While an estimated 20 million Americans have PAD, many are unaware of the serious risks of the disease and are not encouraged to undergo preventative tests that could save their limbs, improve patient outcomes, and reduce costs to the healthcare system. Data suggest an estimated 200,000 patients – a disproportionate number of whom are people of color – suffer non-traumatic amputations each year. Yet, with access to timely screening and proper care, as many as 85% of those amputations can be prevented.

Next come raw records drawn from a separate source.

PR #260, opened 2026-05-02
Make topic-key upserts retry-safe

### LINKED ISSUE #240: Avoid duplicate revisions for retried topic-key upserts
## Summary

`MemoryService.upsertByTopicKey` appends a new revision every time it is called, even when the input is identical to the previous save. Retrying a timed-out or uncertain upsert can therefore produce duplicate revision blocks.

## Why this matters

Topic-key memories are meant to represent evolving recurring knowledge. Duplicate revisions from retries make revision chains noisy and make promotion advisories fire earlier than they should.

## Code references

- `src/core/memory.ts` — `upsertByTopicKey` reads existing markdown and writes back concatenated content.
- `src/core/memory.ts` — docstring explicitly states idempotency is not guaranteed.

## Acceptance criteria

- Add an idempotency mechanism for topic-key upserts, such as a revision content hash, client-provided idempotency key, or duplicate-last-revision detection.
- Identical retry input should not append a second revision.
- A genuinely new body/title/synopsis/keywords save should still append a revision.
- Preserve existing kind/project-set validation and promotion advisory behavior.
- Add tests for identical retry, changed content, and changed metadata cases.

Iron-Ham:
## Summary

- add retry idempotency for topic-key upserts so identical retries do not append duplicate revision blocks
- repair body-ahead/property-stale partial writes using revision fingerprints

“With the introduction of the ARC Act we have the opportunity to expand coverage for simple, non-invasive screening tests that will empower patients to more effectively manage their PAD before amputation becomes necessary,” said Dr. Jeffrey Carr, co-founder of the Outpatient Endovascular and Interventional Society (OEIS) and a member of the CVC. “Amputation should be a last resort, yet research shows that most non-traumatic amputations can be prevented with access to early screening and detection—underscoring the need for increased access and coverage. We applaud these bipartisan lawmakers for introducing this critical legislation, which will go a long way toward saving lives and limbs, particularly in communities of color who bear the brunt of the PAD crisis.”


According to the Dartmouth Atlas, amputation risks for African Americans living with diabetes are as much as four times higher than the national average. Similarly, that Native Americans are more than twice as likely to be require amputation related to PAD, while Hispanics are up to 75 percent more likely to have an amputation.


“As the PAD crisis continues to ravage the country, especially among communities of color who are the most at-risk for amputation, we urge Congress to quickly pass the ARC Act,” added Carr. “As we recognize National Minority Health Month this April, we look forward to supporting this bipartisan bill and working collaboratively with lawmakers, advocates, patients, and physicians to address health inequities that persist in America today.”